Saturday, October 29, 2011

can we just pretend?

Boi said that this place is a corrupted place. indeed it is. can't you see? here, people always talk bad things behind people's back, people are always being hypocrites, people lie to people... it is sickening. it makes me nauseated a bit.

i have always loved people. i love my friends. i love to say nice things, but true, to them. i want to be nice but i don't want to be fake. i want to be able to carve a smile, a sincere one, on my face; and i want to spread the smile to people. maybe that is why, recently, i love to hang out at the TESL Square. maybe that is why i, suddenly, want to join the faculty's events. truly random - something that is not me. but maybe i am wrong. maybe, all this while i only act like a badass, when actually i really want to join them. who knows? i might be wrong about myself this whole time.

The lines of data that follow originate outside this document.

Issue #23, opened 2018-01-08
Break down the output by release channel


Dexterp37:
In order to make the scraper future proof and to support other internal products we need to break down the output by channel (Nightly, Aurora, Beta, Release, ESR).

We will still need to support the monolithic output mode with all the probes from all the channels to make it easy for the data-explorer to consume it.

Dexterp37:
The probe scraper currently produces 3 JSON files:

- `revisions.json`
- `general.json`
- `probes.json`

The `general.json` only contains the `lastUpdate` property, which is the date the files were generated.

The `revisions.json` file contains a list of revision hash -> Firefox version mapping for each channel.

Finally, the `probes.json` file contains the data for all the probes. It has the following format:

```
{
  probe_id: {
    type: 'histogram',
    name
    history: {
      "nightly": [
        {
          optout: True,
          ... other probe details ...
          revisions: {first: ..., last: ...}
        },
        ...
      ],
      ... other channels ...
    }
  }
}
```

My proposal is to keep the current format, writing a separate `probes.json` file for each channel, and only list the relevant channel data in the `history` section of the probe.

@sunahsuh and @fbertsch, since you are the main consumers of the probe data I can think of right now, what do you think of this proposal?

fbertsch:
Quick recap fro discussion in IRC:
- This will include historic probes. Yay!
- We can remove revisions.json and just sub in the FF version
- Long-term we may need to rethink how we deal with historic revisions

Dexterp37:
This happened, the output is already being written to S3 and the documentation changes landed. Closing this off!

PR #25, opened 2018-01-10
Enable writing probe data broken down by channel

Dexterp37:
This adds a new output mode, alongside the existing one, which allows to write one file for each release channel. Each individual file contains only the probes for that channel.

This adds the output generator for #23 .

### DIFF
--- a/probe_scraper/runner.py
+++ b/probe_scraper/runner.py
@@ -5,6 +5,7 @@
 import os
 import json
 import datetime
+import errno
 from dateutil.tz import tzlocal
 import tempfile
 import argparse
@@ -38,6 +39,37 @@ def general_data():
     }
 
 
+def write_probe_data(probe_data, revisions, out_dir):
+    # Serialize extracted data.
+    def dump_json(data, out_dir, file_name):
+        # Make sure that the output directory exists. This also creates
+        # intermediate directories if needed.
+        try:
+            os.makedirs(out_dir)
+        except OSError as e:
+            if e.errno != errno.EEXIST:
+                raise
+
+        path = os.path.join(out_dir, file_name)
+        with open(path, 'w') as f:
+            print "  " + path
+            json.dump(data, f, sort_keys=True, indent=2)
+
+    # Save all our files to "outdir/firefox/..." to mimic a REST API.
+    base_dir = os.path.join(out_dir, "firefox")
+
+    print "\nwriting output:"
+    dump_json(general_data(), base_dir, 'general.json')
+    dump_json(revisions, base_dir, 'revisions.json')
+
+    # Break down the output by channel. We don't need to write a revisions
+    # file in this case, the probe data will contain human readable version
+    # numbers along with revision numbers.
+    for channel, channel_probes in probe_data.iteritems():
+        data_dir = os.path.join(base_dir, channel, "main")
+        dump_json(channel_probes, data_dir, 'all_probes')
+
+
 def main(temp_dir, out_dir):
     # Scrape probe data from repositories.
     node_data = scraper.scrape(temp_dir)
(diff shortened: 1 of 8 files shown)


Dexterp37:
This is intentionally missing the file upload part: is it enough to upload all the files to S3, in a separate directory?

georgf:
Totally, let's just upload the files into a separate directory for now.
Then we can work on the API/directory structure in a separate issue.

tests/test_transform_probes.py
```diff
@@ -133,6 +133,54 @@
...
+                    'cpp_guard': None,
+                    'description': 'A description.',
+                    'details': {
+                        'high': 10,
+                        'keyed': False,
+                        'kind': 'exponential',
+                        'low': 1,
+                        'n_buckets': 5
+                    },
+                    'expiry_version': '53.0',
```
georgf: While we're here and changing version handling... Let's just strip the output to '53' (i.e. major version only).
We're making that change client-side too and never used minor versions.

Dexterp37:
This PR changes the format of the `probes.json` file when generating it for the break-down-by-channel mode.

The monolithic mode file has the following format:

```
{
  probe_id: {
    type: 'histogram',
    name: 'some name',
    history: {
      "nightly": [
        {
          optout: True,
          ... other probe details ...
          revisions: {first: ..., last: ...}
        },
        ...
      ],
      ... other channels ...
    }
  }
}
```

The broken down by channel probes file has the following format:

```
{
  probe_id: {
    type: 'histogram',
    name: 'some name',
    history: [
        {
          optout: True,
          ... other probe details ...
          revisions: {
              first_revision: ...,
              first_version: ...,
              last_revision: ...,
              last_version: ...,
          }
        },
        ...
      ],
  }
}
```

Please note the changes:

- the `history` is a vector for the broken down by channel version; it only contains the historical entries for a single channel;
- the `revisions` section contains the human readable version along with the revision for the broken down by channel version.

tests/test_transform_probes.py
```diff
@@ -133,6 +133,54 @@
...
+                    'optout': True,
+                    'revisions': {
+                        'first_revision': 'node_id_2',
+                        'first_version': '51',
```
georgf: Can we add them as `versions: { first, last }` and leave `revisions` as is?
Then we can also add these to the "all channels output" and have the generally same format (except for the history layout).
probe-dictionary can soft-migrate then, we wouldn't need any special handling.

fbertsch: @Dexterp37 no, I think that's a good idea, it will make it easier to parse and use; but it does then pose the question: why have the monolithic at all, since it is just equal to the sum of the channel-breakdown partrs?

tests/test_transform_probes.py
Dexterp37: Done!

tests/test_transform_probes.py
Dexterp37: The monolithic will only be used during the transition period, so that we're not forced to change the probe dictionary

Dexterp37:
Here's some sample [output](https://drive.google.com/file/d/1Z0JxmMGRFZJOp7VfoHbRNur2E3kmQ992/view?usp=sharing).

tests/test_transform_probes.py
georgf: We can revisit this in the future, but for e.g. the probe-dictionary i usually need to pull all the channels.
Having this all in one file does:
- limit the number of http requests (perf impact)
- probably improves compression ratio (perf impact)
- generally reduces duplicate data (some probe data is shared across channels)

probe_scraper/runner.py
```diff
@@ -89,6 +99,8 @@ def dump_json(data, file_name):
                         help='Directory to store output files in.',
                         action='store',
                         default='.')
+    parser.add_argument('--break-by-channel', action='store_true',
```
georgf: One larger question here:
Why are we running the job two times?
Can we just output to per-channel and a monolithic file from one job run?

Dexterp37:
Ok, both commits are now ready for another look @georgf ! This is the sample [output](https://drive.google.com/file/d/1CfDo4mQELR9OTt_EbnZOPQfSTFPf2XGv/view?usp=sharing).

probe_scraper/runner.py
```diff
@@ -62,21 +94,13 @@ def main(temp_dir, out_dir):
                 results = PARSERS[probe_type].parse(paths, details["version"])
                 probes[channel][node_id][probe_type] = results
 
-    # Transform extracted data.
+    # Transform extracted data: get both the monolithic and by channel probe data.
     revisions = transform_revisions.transform(node_data)
-    probe_data = transform_probes.transform(probes, node_data)
+    probes_by_channel = transform_probes.transform(probes, node_data, True)
+    probes_by_channel["all"] = transform_probes.transform(probes, node_data, False)
```
georgf: Can we use something more descriptive than `True` & `False`?
Using a named argument or other ways.

PR #27, opened 2018-01-16
Add the file formats to the README.md file

Dexterp37:
This additionally removes the empty README file. This should land, ideally, after #25 gets merged.

### DIFF
--- a/README.md
+++ b/README.md
@@ -20,15 +20,6 @@ Run tests:
 pytest
 ```
 
-## Output location
-The output from the scheduled job can be found at:
-
-The output from the scheduled job can be found at:
-
-* https://analysis-output.telemetry.mozilla.org/probe-scraper/data/general.json
-* https://analysis-output.telemetry.mozilla.org/probe-scraper/data/revisions.json
-* https://analysis-output.telemetry.mozilla.org/probe-scraper/data/probes.json
-
 ## Module overview
 
 The module is built around the following data flow:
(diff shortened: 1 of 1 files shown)


README.md
```diff
@@ -48,3 +39,118 @@ The code layout consists mainly of:
...
+### Probe data file
+This file contains the data for the probes. The data might be spread across multiple files. It has the following format:
+
+```
+{
+  "<probe type>/<probe name>": {
+    "history": {
+      "<channel>": [
+        {
+          "cpp_guard": <string or null>,
```
sunahsuh: Could we get a description of this field?

README.md
```diff
@@ -48,3 +39,118 @@ The code layout consists mainly of:
...
+            "keyed": false,
+            "kind": "enumerated",
+            "low": 1,
+            "n_buckets": 12
+          },
+          "expiry_version": "never",
+          "optout": true,
+          "revisions": {
+            "first": "320642944e42a889db13c6c55b404e32319d4de6",
+            "last": "6f5fac320fcb6625603fa8a744ffa8523f8b3d71"
```
sunahsuh: Now that I see an example entry, I'm a bit concerned about ease of getting "probes active in the current latest release in each channel", which is a pretty common pattern

Dexterp37: The [probe dictionary](https://georgf.github.io/fx-data-explorer/index.html?search=&searchtype=in_any&optout=true&channel=release&constraint=is_in&version=57) does this by getting all the probes for all the channels and then filtering for `revision.first == <current revision>`. I think we can probably make it better though: do you want to file another issue on this repo?

README.md
Dexterp37: Good catch! This probe data comes directly from the Telemetry probe definition. I've added a note at the bottom of this section with a link to the Telemetry docs with the full documentation on all the fields that can be found there.

Dexterp37:
Let me go ahead and merge this, since this is just a doc update. Feel free to open another issue about changing the API if needed, @sunahsuh !

PR #28, opened 2018-01-16
Update the scalar parser and disable strict type checks

Dexterp37:
This fixes the parser complaining about the scalar definitions containing the "all_children" entry.

This was tested on ATMO. Sample output is available [here](https://drive.google.com/file/d/18c6TtKvl_5GdIR4QPEYbh8epi5UvJ6OF/view?usp=sharing).


Dexterp37:
Yes, it's just updating the scalar parser to the latest m-c. There were no errors going through the historical files (the output looks good to me as well).

Issue #32, opened 2018-01-20
Consider dropping Aurora channel


georgf:
We should check if anyone intends to use historical Aurora channel data.
If not, we could just drop support for that channel.

georgf:
We don't have concerns about dropping this.
The Aurora channel is gone for a while, so let's just proceed.

PR #37, opened 2018-02-15
Drop the "aurora" channel from the scraper

Dexterp37:
I tested this locally: aurora data is not being collected and the scraper still runs correctly. The latest aurora data will still be available on the REST-like API under `firefox/aurora` unless we decide to delete it.


Dexterp37:
This fixes #32

PR #45, opened 2018-05-09
Allow for unknown fields in Events.yaml

georgf:
This fixes the current failure that is caused by adding the new
“products” field.


georgf:
We already have divergence on the measurement parsers.
I'd leave upstream alone and rather figure out a general solution in the future (having a common code base).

back to the word "corrupted". maybe that is the reason why i can never stay here in Shah Alam for more than a month. people get kinda snappy, and there are always people that we need to impress. so sickening, so tiring. i feel like a fish who has choked on some toxic waste. i need to go home, once in a while, to clean myself off these negativities, these wastes.

and i... i kinda feel tired of always listening to people talking bad things about other people. i know, i am not a saint, i am also guilty as charged. but it does not help, right? it is like when you want to change, people around you keep doing the thing you want to change. all that is left with you is your will power, which is never strong enough to stand in the crowd.

i am searching for someone new to talk to. preferably someone who does not know about my problems, someone who does not know how to speak badly about someone, someone who i can sit with and just say trivial nice things about "what a nice day, right?" or just talk about funny little things like "hey, the cat has a mole on its paw!" or something like that. just things that are, you know, not negative. just those little things that can make you smile.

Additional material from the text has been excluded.